▶ **Your task**:
For the word "xdrTransaction", determine how many lines of the entries below contain it, and give only that number.

:: Information given ::

PR #97, opened 2018-05-08
Fixes exception thrown from ManageOfferOperation.fromXDR for certain offers

efritze:
The following valid XDR throws an ArithmeticException exception when attempting to decode:

```
@Test
    public void testManageOfferOperationPrice() throws IOException, FormatException {

        String transactionEnvelopeXdr = "AAAAACq1Ixcw1fchtF5aLTSw1zaYAYjb3WbBRd4jqYJKThB9AAAAZAA8tDoAAAAaAAAAAAAAAAAAAAABAAAAAAAAAAMAAAAAAAAAAUJUQwAAAAAAmyMegjdqwy59ijGMyd+sKLgoCfagDexhF17wyd36y2oAAAAABfXhAAABJKNegYQdAAAAAAAAAAAAAAAAAAAAAA==";

        BaseEncoding base64Encoding = BaseEncoding.base64();
        byte[] bytes = base64Encoding.decode(transactionEnvelopeXdr);

        org.stellar.sdk.xdr.TransactionEnvelope transactionEnvelope = TransactionEnvelope.decode(new XdrDataInputStream(new ByteArrayInputStream(bytes)));
        org.stellar.sdk.xdr.Transaction xdrTransaction = transactionEnvelope.getTx();     
        
        ManageOfferOperation manageOfferOperation = (ManageOfferOperation)Operation.fromXdr(xdrTransaction.getOperations()[0]); //Arithmetic exception thrown here.
        
        Price priceExpected = new Price(74915, 1585546269);
        Price priceObtained = Price.fromString(manageOfferOperation.getPrice());
        
        assertEquals(priceExpected, priceObtained);
       
        
    }
```

This is principally because https://github.com/stellar/java-stellar-sdk/blob/master/src/main/java/org/stellar/sdk/ManageOfferOperation.java#L115 throws the following exception:

**ArithmeticException: "Non-terminating decimal expansion; no exact representable decimal result" **

This pull request fixes the issue, and also changes the type of the price field member in  ManageOfferOperation from string to Price. This is necessary for projects that demand a more accurate representation of an offer's price.

### DIFF
--- a/src/main/java/org/stellar/sdk/ManageOfferOperation.java
+++ b/src/main/java/org/stellar/sdk/ManageOfferOperation.java
@@ -9,6 +9,7 @@ import org.stellar.sdk.xdr.Uint64;
 import java.math.BigDecimal;
 
 import static com.google.common.base.Preconditions.checkNotNull;
+import java.math.RoundingMode;
 
 /**
  * Represents <a href="https://www.stellar.org/developers/learn/concepts/list-of-operations.html#manage-offer" target="_blank">ManageOffer</a> operation.
@@ -19,10 +20,10 @@ public class ManageOfferOperation extends Operation {
   private final Asset selling;
   private final Asset buying;
   private final String amount;
-  private final String price;
+  private final Price price;
   private final long offerId;
 
-  private ManageOfferOperation(Asset selling, Asset buying, String amount, String price, long offerId) {
+  private ManageOfferOperation(Asset selling, Asset buying, String amount, Price price, long offerId) {
     this.selling = checkNotNull(selling, "selling cannot be null");
     this.buying = checkNotNull(buying, "buying cannot be null");
     this.amount = checkNotNull(amount, "amount cannot be null");
@@ -55,7 +56,12 @@ public class ManageOfferOperation extends Operation {
   /**
    * Price of 1 unit of selling in terms of buying.
    */
+  @Deprecated
   public String getPrice() {
+    return new BigDecimal(price.getNumerator()).divide(new BigDecimal(price.getDenominator()),8, RoundingMode.DOWN).toPlainString();
+  }
+  
+  public Price getPriceR() {
     return price;
   }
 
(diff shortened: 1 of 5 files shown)


src/main/java/org/stellar/sdk/ManageOfferOperation.java
```diff
@@ -19,10 +20,10 @@
   private final Asset selling;
   private final Asset buying;
   private final String amount;
-  private final String price;
+  private final Price price;
   private final long offerId;
 
-  private ManageOfferOperation(Asset selling, Asset buying, String amount, String price, long offerId) {
+  private ManageOfferOperation(Asset selling, Asset buying, String amount, Price price, long offerId) {
```
bartekn: Can we overload the method (leave the existing methods and add a new methods with `Price`) for backward compatibility?

src/main/java/org/stellar/sdk/ManageOfferOperation.java
```diff
@@ -55,7 +56,12 @@ public String getAmount() {
   /**
    * Price of 1 unit of selling in terms of buying.
    */
+  @Deprecated
   public String getPrice() {
+    return new BigDecimal(price.getNumerator()).divide(new BigDecimal(price.getDenominator()),8, RoundingMode.DOWN).toPlainString();
+  }
+  
+  public Price getPriceR() {
```
bartekn: Can we leave `public String getPrice` as is for backward compatibility?

src/main/java/org/stellar/sdk/ManageOfferOperation.java
```diff
@@ -125,10 +130,28 @@ public long getOfferId() {
...
+    /**
+     * Creates a new ManageOffer builder. If you want to update existing offer use
+     * {@link org.stellar.sdk.ManageOfferOperation.Builder#setOfferId(long)}.
+     * @param selling The asset being sold in this operation
+     * @param buying The asset being bought in this operation
+     * @param amount Amount of selling being sold.
+     * @param price Price of 1 unit of selling in terms of buying.
+     * @throws ArithmeticException when amount has more than 7 decimal places.
+     */
+    @Deprecated
```
bartekn: I think we shouldn't deprecate this method. It's OK to use `String` price in many cases.

efritze:
Moved to https://github.com/stellar/java-stellar-sdk/pull/293

PR #105, opened 2018-06-07
TradeResponse add price attribute and set and get method

hubs:


bartekn:
Closing in favour of #106.

PR #88, opened 2017-09-19
M-Hom Start System

jbcolli2:
This pull request includes the m-homogeneous start system.  To create this start system a new node type, LinearProduct, was created which represents a linear product for a particular variable group.  Tests were added into the b2_class_tests for the LinearProduct node type.


ofloveandhate:
thanks so much for the pull request.  i'll get to reviewing it soon! 🎴

ofloveandhate (approved):
I did a test merge on my latest develop branch, and this merges beautifully.  no conflicts, nothing breaks.  

a quick set of commits should follow this resolution, which expose the m-hom start system to PyBertini, and prepare a tutorial using it to solve something.  some quick sampling of the possible variable groupings, programmatically, would be spectacular.  we can now incorporate this easily into bertini, if we wish.

PR #112, opened 2018-01-16
python documentation upgrade

ofloveandhate:
this pull request represents the addition of Sphinx to PyBertini is its documentation system. 

Inspired by GalSim, particularly [issue 160](https://github.com/GalSim-developers/GalSim/issues/160), I completely rewrote the way the bindings are structured.  its now far more canonical.  
* `_pybertini` is the internal C++ side, raw generated boost bindings
* `pybertini` is the pure python side, wrapping the generated library into a nice package, with documentation done in sphinx
* you can install the pure python bindings with `pip install .`, which is cool.  before, there wasn't an easy way to install them

additionally, 
* there are now two tutorials, 
  * one of which loops to track paths to nonsingular endpoints
  * the other constructs and evaluates the cyclic-n system, for n = 10.  it's super easy to formulate systems using PyBertini, with programmatic variable creation and convenient ways to loop and define systems with structure.
* i made many improvements to the exposure of multiprecision numbers, and in other places throughout the library
* all tests work again.  pybertini needs more testing, but that's always the case, ha.


ofloveandhate:
i just checked out a fresh copy and everything went smooth, both c++ and python

PR #121, opened 2018-02-01
fix broken `pip install .` for pybertini

ofloveandhate:
added missing package_dir


ofloveandhate:
self-accepting. 

may it break nothing and benefit many  💮

PR #140, opened 2018-02-11
logging and pybertini fixes

ofloveandhate:
now can adjust the logging destination and level at runtime from both c++ and python.  huzzah.  🎊


ofloveandhate:
added a tutorial on the endgames, specifically using griewank osborne and the cauchy endgame

PR #141, opened 2018-02-12
remove temp files

jbcolli2:
Update to performance numbers, with temporary files removed and .gitignore updated.


ofloveandhate:
thanks!!!

PR #183, opened 2023-07-12
Feature/python expose zero dim

ofloveandhate:
this PR represents exposing zero dim solvers to Python, and a bunch of other related changes, including switching from minieigen to EigenPy.


ofloveandhate:
i do note that this leaves a bunch of things incomplete.  but i want to get the switch to eigenpy into develop asap.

:::

▶ **Your solution**:
2